Integrative epitranscriptomic and transcriptomic characterization in human colorectal cancer.

INTRODUCTION

Despite significant progress in understanding the molecular basis of colorectal cancer (CRC), the precise mechanisms driving its development and progression remain poorly defined. This gap limits the identification of novel therapeutic targets and the development of effective early detection methods. N6-methyladenosine (m6A) has merged as a key role in CRC pathogenesis.

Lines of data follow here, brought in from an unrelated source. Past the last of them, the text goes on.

PR #2235, opened 2024-11-19
fix: Improve rendering of aggregations in the sandbox

inglesp:
Previously, if you filtered an event series such that not every patient had a record in the new series, then aggregating that series (with eg .exists_for_patient() or .count_for_patient()) would not show those patients in the output:

    >>> clinical_events.where(clinical_events.date >= "2016-01-01").exists_for_patient()
    patient_id        | value
    ------------------+------------------
    2                 | True
    3                 | True
    4                 | True
    5                 | True
    6                 | True
    7                 | True
    8                 | True

But now:

    >>> clinical_events.where(clinical_events.date >= "2016-01-01").exists_for_patient()
    patient_id        | value
    ------------------+------------------
    1                 | False
    2                 | True
    3                 | True
    4                 | True
    5                 | True
    6                 | True
    7                 | True
    8                 | True
    9                 | False
    10                | False

This makes things easier to explain in the tutorial, and is probably less confusing in sandbox environments.

### DIFF
--- a/ehrql/query_engines/in_memory_database.py
+++ b/ehrql/query_engines/in_memory_database.py
@@ -349,10 +349,9 @@ class EventColumn:
         )
 
     def filter(self, predicate):  # noqa A003
-        patient_to_rows = {
-            p: rows.filter(predicate[p]) for p, rows in self.patient_to_rows.items()
-        }
-        return EventColumn({p: rows for p, rows in patient_to_rows.items() if rows})
+        return EventColumn(
+            {p: rows.filter(predicate[p]) for p, rows in self.patient_to_rows.items()}
+        )
 
     def sort_index(self):
         return EventColumn(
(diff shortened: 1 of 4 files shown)


rw251:
It took me a while to figure out the "-1" in `pick_at_index(-1)` in the tests but I got there in the end - and it's clearly because I'm relatively new to the code base. If we can't import `qm.Position.FIRST`, `qm.Position.LAST` into the test, maybe a quick comment explaining what the -1 is? But perhaps that's overkill.

Also any reason to just test `LAST` and not `FIRST` as well in the test?

rw251 (approved):

ehrql/query_engines/in_memory_database.py
```diff
@@ -352,7 +352,7 @@ def filter(self, predicate):  # noqa A003
         patient_to_rows = {
             p: rows.filter(predicate[p]) for p, rows in self.patient_to_rows.items()
         }
-        return EventColumn({p: rows for p, rows in patient_to_rows.items() if rows})
+        return EventColumn({p: rows for p, rows in patient_to_rows.items()})
```
evansd, line 355: This dict comprehension is redundant because it's just recreating the input dict. I think it would be clearer to write the whole function as a single line which then mirrors what we do elsewhere:
```suggestion
        return EventColumn(
            {p: rows.filter(predicate[p]) for p, rows in self.patient_to_rows.items()}
        )
```

evansd (approved):
For a while I couldn't understand how this could possibly be correct, but now I'm convinced it is correct. I think what confused me is that we filter a table by filtering each of its columns, which we do by filtering each of the rows for each patient in the column.  So all the actual filtering is being done by the bottom layer, and we're just removing a check in the middle layer which used to discard patients who had no remaining rows.

This is fully inline with the query model semantics so I'm happy with it. If it ends up triggering bugs then those are bugs elsewhere in the system and not with this change.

But research on mRNA methylation in CRC remains sparse.

OBJECTIVES

We aimed to address the roles of m6A modifications in CRC and to understand how mRNA methylation contributes to CRC development and progression.

METHODS

We obtained a comprehensive mapping of altered m6 peaks within mRNAs using Methylated RNA Immunoprecipitation Sequencing (MeRIP-seq) from 34 CRC samples and 34 adjacent normal tissue samples and dissect molecular mechanisms of identified key CRC gene(s). By integrating these data, we identified differentially expressed mRNAs with altered m6A levels. Further analysis identified 119 overlapping peaks with both significantly altered RNA methylation and expression levels. Finally, we analyzed the relationship between m6A-regulated gene expression and Immune infiltrates using CRC patient-derived PBMC samples. Additionally, we established a subcutaneous xenograft tumor model to explore the role of SIM2 in CRC progression.

RESULTS

Our comprehensive analysis of 68 fresh-frozen CRC samples identified 119 overlapping m6A peaks across 77 genes, classified based on m6A and mRNA expression changes. Survival analyses revealed a signature of m6A-modified genes with prognostic potential. These methylated genes were significant associated with immune cell profiles in the tumor microenvironment and immune checkpoints regulation, highlighting m6A as a promising immunotherapeutic target for CRC. SIM2 emerged as a key candidate, exhibiting elevated m6A and RNA expression levels in tumors and Macrophage M2 cells. NTMT1 (a writer) and YTHDF1 (a reader) were identified as pivotal regulators of m6A modifications in the 5'-UTR of SIM2 mRNA, emphasizing their role in CRC progression. Silencing methylated SIM2 significantly suppressed tumor growth, suggesting its potential as a therapeutic target.

CONCLUSION

Our integrative analyses provide a valuable resource for unraveling the molecular landscape of CRC. These finding offer new insight for advancing diagnostic precision and refining prognostic and therapeutic strategies for CRC.